Depending on where you look or who you ask, you will get a different answer. 

So are hedgehogs insectivores or omnivores. 

Just for clarification, insectivores eat MOSTLY insects while omnivores eat animal meat, plants, fruit, and insects.


----------



## Lilysmommy (Jan 7, 2009)

I tend to describe them as insectivorous omnivores. We don't know a lot of information about their specific diet, but we do know they eat mostly insects, but also other invertebrates (worms), fruit, eggs, meat, and I believe fungi as well. I think that's too much variety to be considered a strict insectivore (think insectivorous bats, anteaters, etc.). But I do think the majority of their diet is likely insects & invertebrates, especially going by their teeth (I forget the specific term, but their tooth shape & how they chew is common with insectivorous animals, and adapted for crushing exoskeletons).


----------



## twobytwopets (Feb 2, 2014)

It appears by checking information on African hedgehogs, they are omnivores, with a strong tendency towards insectivore. 
It's perfectly logical when you think about it.
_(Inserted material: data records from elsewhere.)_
PR #16360, opened 2024-07-09
application: serial_lte_modem: Automation of LwM2M requests

junqingzou:
Add `CONFIG_SLM_CARRIER_AUTO_CONTROL` to control automatical handling of below requests from LwM2M in SLM, instead of by host MCU:
 - Link down/up
 - Power off modem
 - Reboot

By default this CONFIG is enabled.

JIRA-ticket: NCSDK-28267
JIRA-ticket: NCSDK-28431

### DIFF
--- a/applications/serial_lte_modem/doc/CARRIER_AT_commands.rst
+++ b/applications/serial_lte_modem/doc/CARRIER_AT_commands.rst
@@ -31,27 +31,27 @@ These may be the following:
 
 * ``#XCARRIEREVT: 1,<status>``
 
-  Request to set the modem to full functional mode.
+  Request to use the ``AT+CFUN=1`` AT command to set the modem to full functional mode.
   ``<status>`` returns two possible values:
 
-  * ``0`` - Request handled successfully.
-  * ``-1`` - Request handling was deferred and must be performed by the application at its earliest convenience.
+  * ``0`` - Request handling is fulfilled automatically.
+  * ``-1`` - Request handling is deferred and must be fulfilled by the application at its earliest convenience.
 
 * ``#XCARRIEREVT: 2,<status>``
 
-  Request to set the modem to flight functional mode.
+  Request to use the ``AT+CFUN=4`` AT command to set the modem to flight functional mode.
   ``<status>`` returns two possible values:
 
-  * ``0`` - Request handled successfully.
-  * ``-1`` - Request handling was deferred and must be performed by the application at its earliest convenience.
+  * ``0`` - Request handling is fulfilled automatically.
+  * ``-1`` - Request handling is deferred and must be fulfilled by the application at its earliest convenience.
 
 * ``#XCARRIEREVT: 3,<status>``
 
-  Request to set the modem to minimum functional mode.
+  Request to use the ``AT+CFUN=0`` AT command to set the modem to minimum functional mode.
   ``<status>`` returns two possible values:
 
-  * ``0`` - Request handled successfully.
-  * ``-1`` - Request handling was deferred and must be performed by the application at its earliest convenience.
+  * ``0`` - Request handling is fulfilled automatically.
+  * ``-1`` - Request handling is deferred and must be fulfilled by the application at its earliest convenience.
 
 * ``#XCARRIEREVT: 4,0``
 
@@ -94,12 +94,12 @@ These may be the following:
 
 * ``#XCARRIEREVT: 10,<status>``
 
-  Request to perform an application reboot.
+  Request to perform an application reboot, for example using the ``AT#XRESET`` AT command.
 
   ``<status>`` returns two possible values:
 
-  * ``0`` - Request handled successfully.
-  * ``-1`` - Request handling was deferred and must be performed by the application at its earliest convenience.
+  * ``0`` - Request handling is fulfilled automatically.
+  * ``-1`` - Request handling is deferred and must be fulfilled by the application at its earliest convenience.
 
 * ``#XCARRIEREVT: 11,0``
 
--- a/applications/serial_lte_modem/src/lwm2m_carrier/Kconfig
+++ b/applications/serial_lte_modem/src/lwm2m_carrier/Kconfig
@@ -25,4 +25,13 @@ config SLM_CARRIER_AUTO_STARTUP
 	  Enable automatic startup of the library on device boot. If this configuration is
 	  disabled, automatic startup is controlled through a dedicated AT command.
 
+config SLM_CARRIER_AUTO_CONTROL
+	bool "Automatic handling of LwM2M requests"
+	depends on SLM_AUTO_CONNECT
+	default y
+	help
+	  Enable automatic power off, reboot, link up or link down when requested by the LwM2M
+	  stack. If this is disabled, the host MCU must perform these operations via AT commands
+	  when requested.
+
 endif # SLM_CARRIER
--- a/applications/serial_lte_modem/src/lwm2m_carrier/slm_at_carrier.c
+++ b/applications/serial_lte_modem/src/lwm2m_carrier/slm_at_carrier.c
@@ -148,18 +148,36 @@ static void reconnect_wk(struct k_work *work)
 int lwm2m_carrier_event_handler(const lwm2m_carrier_event_t *event)
 {
 	int err = 0;
-	static bool fota_started;
 
 	switch (event->type) {
+#if defined(CONFIG_SLM_CARRIER_AUTO_CONTROL)
 	case LWM2M_CARRIER_EVENT_LTE_LINK_UP:
 		LOG_DBG("LWM2M_CARRIER_EVENT_LTE_LINK_UP");
-		if (fota_started) {
-			fota_started = false;
-			k_work_reschedule(&reconnect_work, K_MSEC(100));
-		} else {
-			/* AT+CFUN=1 to be issued. */
+		k_work_reschedule(&reconnect_work, SLM_UART_RESPONSE_DELAY);
+		break;
+	case LWM2M_CARRIER_EVENT_LTE_LINK_DOWN:
+		LOG_DBG("LWM2M_CARRIER_EVENT_LTE_LINK_DOWN");
+		err = slm_util_at_printf("AT+CFUN=4");
+		if (err) {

People are omnivores, some have a tendency toward herbivore while some go closer to carnivore diets.


----------



## shinydistraction (Jul 6, 2014)

When people ask me "what do they eat" I'll tell them that they are creatures of opportunity. I tell them that they largely eat bugs, but will eat other things that they come across. I also tell them that I've heard them described as spiky raccoons. I get to avoid labels that way.


----------



## twobytwopets (Feb 2, 2014)

Spikey raccoons, I like that. Unfortunately around here that wouldn't win them any popularity contests. Pretty rural and most people have I lost something to them. 
Last year, it was chickens and turkeys. Just the heads. I think the raccoon was a zombie.


----------



## shinydistraction (Jul 6, 2014)

Lol. Ya, my husband isn't a fan of raccoons either. They kept pestering the cats and stealing cat food when he was a kid. They are cute though.


----------